Stored data entries
++++++++++

PR #109, opened 2022-09-14
Add networkpolicyrecommendations API definitions

wsquan171:
This change improves intelligence/networkpolicyrecommendations REST body definition and includes job status.

Signed-off-by: Shawn Wang <wshaoquan@vmware.com>


pkg/apis/intelligence/v1alpha1/types.go
```diff
@@ -31,19 +41,32 @@ type NetworkPolicyRecommendation struct {
...
+// +k8s:deepcopy-gen:interfaces=k8s.io/apimachinery/pkg/runtime.Object
+
+type NetworkPolicyRecommendationStatus struct {
+	State                    JobState `json:"state,omitempty"`
+	SparkApplication         string   `json:"sparkApplication,omitempty"`
+	CompletedStages          int      `json:"completedStages,omitempty"`
+	TotalStages              int      `json:"totalStages,omitempty"`
+	RecommendedNetworkPolicy string   `json:"recommendedNetworkPolicy,omitempty"`
+	ErrorCode                string   `json:"errorCode,omitempty"`
+	ErrorMsg                 string   `json:"errorMsg,omitempty"`
```
yanjunz97, line 69: Just to confirm some points:

1. Does SparkApplication refer to the job ID in the current CLI?
2. Does RecommendedNetworkPolicy here only refer to YAMLs text in the recommendation?
3. Where does `ErrorCode` come from? I assume ErrorMsg contains the errors generated in NetworkPolicyRecommendation or API server, or propagated from SparkApplication. Is this something we will define only in the API server side? 
4. Can I assume that we can have a similar NetworkPolicyRecommendationStatus at CRD side but
    - It does not have the field `ErrorCode`
    - It has RecommendedNetworkPolicy as a struct for RecommendedNetworkPolicy CRD instead of string (I do not have a strong preference on this. String can also be a good choice as we do not have use cases for other fields)

pkg/apis/intelligence/v1alpha1/types.go
```diff
@@ -31,19 +41,32 @@ type NetworkPolicyRecommendation struct {
...
-	ExecutorInstances   int         `json:"executorInstances,omitempty"`
-	DriverCoreRequest   string      `json:"driverCoreRequest,omitempty"`
-	DriverMemory        string      `json:"driverMemory,omitempty"`
-	ExecutorCoreRequest string      `json:"executorCoreRequest,omitempty"`
-	ExecutorMemory      string      `json:"executorMemory,omitempty"`
+	Type                JobType                           `json:"jobType,omitempty"`
+	Limit               int                               `json:"limit,omitempty"`
+	PolicyType          string                            `json:"policyType,omitempty"`
+	StartTime           metav1.Time                       `json:"startTime,omitempty"`
+	EndTime             metav1.Time                       `json:"endTime,omitempty"`
```
yanjunz97, line 48: Aa Salvatore suggested in Slack, I plan to rename these two fields at CRD side to `IntervalStart` and `IntervalEnd` to reduce the confusion that these two look like the start and end time of NetworkPolicyRecommendation CR. I'm not sure whether we should also update here or if you have other suggestions on the naming.

yanjunz97 (commented):
Thanks Shawn for working on this!

pkg/apis/intelligence/v1alpha1/types.go
wsquan171: the new naming sounds good to me. will also update doc.

pkg/apis/intelligence/v1alpha1/types.go
wsquan171: 1. it could be id. I'm thinking that given the relationship between Job CR and Application CR we may want to convey that association in the status as well. 
2. for v0.3, yes. I also updated confluence page for details
3. error codes are to be convey theia manager application level errors back to client. i.e. spec validation failure, spark application creation failure, other unexpected errors out of SparkApplication context, etc. So that client (CLI) can programatically response based on error code rather than the error message
4. We can adapt based on need. I can't think of a example use case of ErrorCode at the moment. but for RecommendedNetworkPolicy in status I feel that reference should be better. Otherwise we'll have duplicate data in both job CR and that reco-policy CR

yuntanghsu: Thanks Shawn.

I'm also thinking we might need a similar or same struct of NetworkPolicyRecommendation in apiserver and crd.
Since the NPR CR will be updated in the controller, I think it might be helpful if we can update these status there?
Besides, we can directly copy and paste the data between apiserver and crd?

pkg/apis/intelligence/v1alpha1/types.go
```diff
@@ -16,11 +16,14 @@ package v1alpha1
...
 const (
-	NPRecommendationJobInitial    JobType = "Initial"
-	NPRecommendationJobSubsequent JobType = "Subsequent"
+	NPRecommendationJobInitial    string = "Initial"
+	NPRecommendationJobSubsequent string = "Subsequent"
+	NPRecommendationJobNew        string = "NEW"
+	NPRecommendationJobScheduled  string = "SCHEDULED"
+	NPRecommendationJobRunning    string = "RUNNING"
+	NPRecommendationJobCompleted  string = "COMPLETED"
+	NPRecommendationJobFailed     string = "FAILED"
```
yanjunz97, line 26: Maybe we can remove `Job` in these names? I think `Job` in `NPRecommendationJobInitial` refers to the job type. But in terms of state, it is confused to still have the word `Job` in the name?

yuntanghsu (approved):
LGTM

pkg/apis/intelligence/v1alpha1/types.go
salv-orlando: Or also StartInterval and EndInterval... really makes no difference to me, I prefer having field semantically similar close when reading them in alphabetical order, but other might prefer having "Start" and "End" at the beginning as it immediately provides detailed semantic info.

pkg/apis/intelligence/v1alpha1/types.go
```diff
@@ -31,19 +34,30 @@ type NetworkPolicyRecommendation struct {
...
+	ExecutorMemory      string                            `json:"executorMemory,omitempty"`
+	Status              NetworkPolicyRecommendationStatus `json:"status,omitempty"`
+}
+
+type NetworkPolicyRecommendationStatus struct {
+	State                    string `json:"state,omitempty"`
+	SparkApplication         string `json:"sparkApplication,omitempty"`
+	CompletedStages          int    `json:"completedStages,omitempty"`
+	TotalStages              int    `json:"totalStages,omitempty"`
+	RecommendedNetworkPolicy string `json:"recommendedNetworkPolicy,omitempty"`
```
salv-orlando, line 58: pedant nit: I suggest "RecommendeNetworkPolicies" (plural) or "RecommendationOutcome"

pkg/apis/intelligence/v1alpha1/types.go
```diff
@@ -31,19 +34,30 @@ type NetworkPolicyRecommendation struct {
...
+	ExecutorCoreRequest string                            `json:"executorCoreRequest,omitempty"`
+	ExecutorMemory      string                            `json:"executorMemory,omitempty"`
+	Status              NetworkPolicyRecommendationStatus `json:"status,omitempty"`
+}
+
+type NetworkPolicyRecommendationStatus struct {
+	State                    string `json:"state,omitempty"`
+	SparkApplication         string `json:"sparkApplication,omitempty"`
+	CompletedStages          int    `json:"completedStages,omitempty"`
+	TotalStages              int    `json:"totalStages,omitempty"`
```
salv-orlando, line 57: Would it be possible to add completion timestamps? (doesn't need to be done now, we can add them later)

salv-orlando (approved):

++++++++++

- About this task
Copy all lines from the data above that contain the word "NPRecommendationJobSubsequent".

- Task answer
-	NPRecommendationJobSubsequent JobType = "Subsequent"
+	NPRecommendationJobSubsequent string = "Subsequent"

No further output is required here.